Dès cette époque, Israël va bénéficier d'un soutien nucléaire total
de la France pour mettre en œuvre sa centrale nucléaire de Dimona.
La coopération est scellée en présence de David Ben Gourion et de
Shimon Peres lors d'une conférence secrète tenue à Sèvres du 22 au
24 octobre 1956, pour peaufiner l'accord opérationnel sur Suez.
Shimon Peres précise dans ses mémoires (1995) : « Avant la signature
finale, j'ai demandé à Ben Gourion une brève suspension de séance,
durant laquelle j'ai parlé seul avec Mollet et Bourgès-Maunoury.
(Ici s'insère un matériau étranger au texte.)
PR #4438, opened 2022-02-24
Add rust compiler to the development environment installation list.

JoveToo:
Rust is necessary for libcst of codemods in the pre-commit.


JoveToo:
This doesn't solve the problem.

PR #4449, opened 2022-03-09
GCodeViewer Only clear state on event when idle

JoveToo:
    Brainstorming ticket
    if necessary!
    lessc)
    have added unit tests
    nothing broke

With the current code, when downloading and splitting the file, the GCodeViewer status is cleared on every update event. This is not only unnecessary, it prevents the GCodeViewer progress bar to show the state "downloading" and "splitting lines".

The state should only be cleared when the GCodeViewer is in "idle" state.

Load large gcode file.

### DIFF
--- a/src/octoprint/plugins/gcodeviewer/static/js/gcodeviewer.js
+++ b/src/octoprint/plugins/gcodeviewer/static/js/gcodeviewer.js
@@ -614,7 +614,7 @@ $(function () {
                 }
                 self.errorCount = 0;
             } else {
-                self.clear();
+                if (self.status === "idle") self.clear();
                 if (
                     data.job.file.path &&
                     data.job.file.origin !== "sdcard" &&


cp2004:
>  it prevents the GCodeViewer progress bar to show the state "downloading" and "splitting lines".

I've seen both these states on files I've tried the gcode viewer with, so it can't completely prevent it?

JoveToo:
> I've seen both these states on files I've tried the gcode viewer with, so it can't completely prevent it?

It prevents it here on Firefox and maintenance branch. The states appear for like 0.5 seconds until a new event arrives.

cp2004:
From a quick look through the rest of the code - I can see how the 'Downloading' state could be interrupted (the filename is not stored until download complete), not yet the splitting one. Doesn't mean it doesn't happen, just means I haven't worked it out from reading it, and don't have time to finish right now.

JoveToo:
I worked it out from reading the code that this was wrong, at least for the Downloading state. I haven't tried figuring it out for the splitting case, either. 

In any case, with this change, both states are now visible on every file load.

JoveToo:
I am not entirely sure how promise completion handlers are called but this particular completion handler is slow. It sets "Splitting" status then calls gCodeReader.loadFile, which will do the splitting. Only after that, the loadedFilepath/loadedfileDate variables are set. So if an event comes between setting "splitting" and before the splitting ends, it will get cleared. *if* these are truely async events.

PR #4467, opened 2022-03-18
Tiny documentation typo, timeouts -> timeout

vector76:
Sorry for the annoyance.  I saw this small error in the documentation on docs.octoprint.org and this looked like the source.

### DIFF
--- a/src/octoprint/settings.py
+++ b/src/octoprint/settings.py
@@ -654,7 +654,7 @@ class Settings(object):
         serial:
             port: "/dev/ttyACM0"
             baudrate: 250000
-            timeouts:
+            timeout:
                 communication: 20.0
                 temperature: 5.0
                 sdStatus: 1.0


vector76:
Oops, wrong branch.

cp2004:
This isn't the documentation you've edited, it's the actual source code of the settings, which should definitely not be changed.

The docs are here https://github.com/OctoPrint/OctoPrint/blob/master/docs/configuration/config_yaml.rst, the change should be going the other way correcting the typo in the docs.

Since it just docs for existing versions, if you want to do it again you can make it against master, and it will be allowed through.

vector76:
I had already opened a corresponding PR against a different branch https://github.com/vector76/OctoPrint/pull/1 since this seems to be the wrong branch.

The document in question is this: https://docs.octoprint.org/en/master/modules/settings.html#octoprint.settings.Settings where the example contains 'timeouts' and then is later referred to as 'timeout' which would not work.

It appears that the source for that documentation is here: https://github.com/OctoPrint/OctoPrint/blob/master/docs/modules/settings.rst and that file contains nothing.  I had to do some digging and the best I could figure out is that it is auto-generated from the source code.

I thought I was editing a doc string in the source code that is crunched to produce the documentation, and has zero effect other than producing documentation.

If this is incorrect, I'm happy to be educated.  If so, I would suggest commenting on the other PR.

cp2004:
Sorry, I didn't initially spot where this docstring ended up, I was thinking the typo was in OctoPrint's actual config docs not in the example, my mistake there.

> I had already opened a corresponding PR against a different branch https://github.com/vector76/OctoPrint/pull/1 since this seems to be the wrong branch.

It looks like you've created that PR against your own repository, not the OctoPrint one, so we can't do anything with it at the moment.

The docstring can be edited to change that example, but note it is not representative of OctoPrint's *actual* settings keys or structure, it is just an example of how the settings module could be used with example settings. If that one line is edited, the rest of the docstring also needs editing to match it as `timeouts` is used across the example.

Since it is editing the docstring which is inside the source code, maintenance is the right branch.

vector76:
hahaha PR against myself!  Clearly I am not a pro at this.

I understand, it's just an example that happens to match the actual config variables (at the moment).  Elsewhere in the example `timeout` is used, not `timeouts`, so the proposed change brings it into agreement with the rest of the example.  The internal inconsistency within the example is the only problem I'm trying to fix.

Somewhat my fault for not explaining in the original description of the PR.

cp2004:
> Elsewhere in the example timeout is used, not timeouts, so the proposed change brings it into agreement with the rest of the example. The internal inconsistency within the example is the only problem I'm trying to fix.

I really badly failed at reading about 4 times trying to look at this PR's content to see what it was doing. It's the end of the week so I'm going to use that as an excuse for now.

vector76:
No worries.  I take much of the blame for not having a clearer explanation.  This one is much better: https://github.com/OctoPrint/OctoPrint/pull/4468

PR #4468, opened 2022-03-18
Tiny documentation typo, timeouts -> timeout

vector76:
Within the internal module documentation for settings
 https://docs.octoprint.org/en/master/modules/settings.html#octoprint.settings.Settings
there is an inconsistency between the example definition and how it is referred to:
image

This documentation appears to be automatically generated from an autodoc string in the source code.

This PR changes "timeouts" to "timeout" in the autodoc string to bring them into agreement.  This also happens to match the actual configuration variable but that is somewhat beside the point.

### DIFF
--- a/src/octoprint/settings.py
+++ b/src/octoprint/settings.py
@@ -654,7 +654,7 @@ class Settings(object):
         serial:
             port: "/dev/ttyACM0"
             baudrate: 250000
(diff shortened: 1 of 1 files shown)


cp2004 (approved):
Apologies for the delay in merging this.

PR #4483, opened 2022-04-07
Don't block unused keys when keyboard control is active

j7126:
  * [x] Your PR targets OctoPrint's maintenance branch
    if necessary!
    have added unit tests
    nothing broke

Currently when they keyboard controls are active by hovering over the webcam, all key events will be captured and prevented. This means that if the user wants to use some other keyboard shortcut (for example ctrl+r or f5 to refresh the page) while they happen to have keyboard controls active, they cannot do so.

This PR allows any other keys that are not used by the keyboard controls to still do their normal action. 
I have also added a case for the tab key to prevent it from un-focusing the webcam and un-intentionally deactivating keyboard controls. 

This can be tested this by trying other keyboard shortcuts (such as to refresh the page) while the keyboard controls are active, and they should now work.

Additionally all of the keyboard controls still function correctly.

### DIFF
--- a/src/octoprint/static/js/app/viewmodels/control.js
+++ b/src/octoprint/static/js/app/viewmodels/control.js
@@ -728,9 +728,12 @@ $(function () {
                     // z home
                     button = $("#control-zhome");
                     break;
-                default:
+                case 9: // prevent tab key from removing focus from webcam
                     event.preventDefault();
                     return false;
+                default:
+                    // don't prevent other keys
+                    return true;
             }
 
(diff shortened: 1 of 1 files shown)


foosel:
FYI, I've seen this, I have it in the backlog, I just have my hands full even more than usual this month, so it'll be a while until I come around to reviewing this.

cp2004 (approved):
👍 Thanks for the PR.

Not entirely sure what was wrong with the failing checks, re-ran them and it worked fine.

PR #4484, opened 2022-04-07
⏫ Upgrade to FontAwesome 6

cp2004:

Updates Fontawesome from V5 to V6.

FA6 claims to be backwards compatible with V4 (with the included V4 shims), so this is a safe upgrade to do. It is (apparently) completely compatible with V5 with no extra changes necessary.

**However** there have been some changes, but I would consider them minor. For example, over the lifetime of V5 a couple of the brand icons requested to be removed, so they will no longer work. I don't think this is an issue, as it is very specific and the brands asked to be removed anyway. The version of V5 OctoPrint was using was quite up to date anyway.

I also added in a compatibility section for the icons in the sidebar headers. So far they were fixed to using `fa fa-<icon>`, the V4 style. Now, if the icon specified starts with `fa` OctoPrint will not add the prefix automatically, so you could use `fas`, `far`, or `fab` if desired, to use a V5+ icon - only the V4 ones are shimmed when used with `fa`.

I changed the printer notifications icon before realising I hadn't included the V4 shims. It doesn't actually need changing and works as-is, but now it is fixed it was the last icon using V4 styles that I know of.

*Finally*, I removed the plus icon from the plugin manager - apparently it was broken previously, and I liked the look of the button without it, so thought I would keep it out. It randomly started working again when FA6 was used.


cp2004:
One thing I didn't mention - the supported browsers have now changed, because they dropped woff support and only have woff2 and ttf formats.

This primarily impacts internet explorer, dropping support for that.

 https://fontawesome.com/docs/web/dig-deeper/browser-support

Caniuse data:

foosel:
IE has been on the "do not use" list of OctoPrint since 2013, I think if people still cling to that its their problem, not ours.

Issue #4326, opened 2021-11-29
[Request] Ability to ignore Printer Notifications based on regex


dburr:
### Is your feature request related to a problem? Please describe.

I use the [Detailed Progress](https://plugins.octoprint.org/plugins/detailedprogress/) plugin to update my printer's display with the estimated time to completion, etc. It does this by periodically injecting `M117` commands to the printer. Unfortunately since `M117` commands are echoed back as notification actions, this results in the "Printer Notifications" list getting filled with useless/trivial notifications such as this.
![Screenshot from 2021-11-28 15-58-37](https://user-images.githubusercontent.com/1237762/143791639-23e5d963-af98-4b85-92eb-87679234cd8f.png)

It would be even worse if I had popups enabled, as then I would have these trivial messages constantly popping up. I have actually wanted to enable popups so that I can be alerted of truly important/noteworthy things (filament runout, thermal runaway, etc.) but enabling popups with the situation like this would be infuriating.

### Describe the solution you'd like

It would be nice to be able to conditionally ignore notifications from the printer based on a regex. So, for example, to filter out the useless messages in my screenshot above, I would use regexes like:

`^\d+%`
`^Layer \d+\/\d+`
`^Done In .*`
`^(Mon|Tue|Wed|Thu|Fri|Sat|Sun).*`

### Describe alternatives you've considered

Obviously I could disable the Detailed Progress plugin, but then I would miss out on that useful information being shown on the printer (which I do check periodically)

foosel:
> Unfortunately since `M117` commands are echoed back as notification actions

TBH, that sounds more like the firmware is abusing the printer notification feature. It's meant for notifications that are NOT triggered by the host itself but would otherwise require the user to stand in front of the printer to even have a knowledge of. Sadly this feature has seen a TON of abuse like this ever since I added it to OctoPrint, to a point where I wonder whether it was a good idea to add it at all, with firmware happily spamming its users through it.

C'est alors que j'ai finalisé avec ces deux leaders un accord pour
la construction d'un réacteur nucléaire à Dimona, et pour la
fourniture de l'uranium pour le faire fonctionner. » Une douzaine
d'années plus tard, la bombe nucléaire israélienne était prête. Pour
la tirer, il fallait un vecteur. À la demande du général de Gaulle,
c'est la société Dassault qui s'en chargera. Elle fournira à Israël
le missile MD 620 Jericho, d'une portée de 500 kilomètres. Shimon
Peres pouvait alors dire : mission accomplie.
Israël ne fut pas un partenaire ingrat. L'institut Weizmann, très
avancé en matière informatique, fournit à Paris le calculateur
permettant de définir les paramètres techniques de la bombe
française, que les États-Unis refusaient de lui vendre.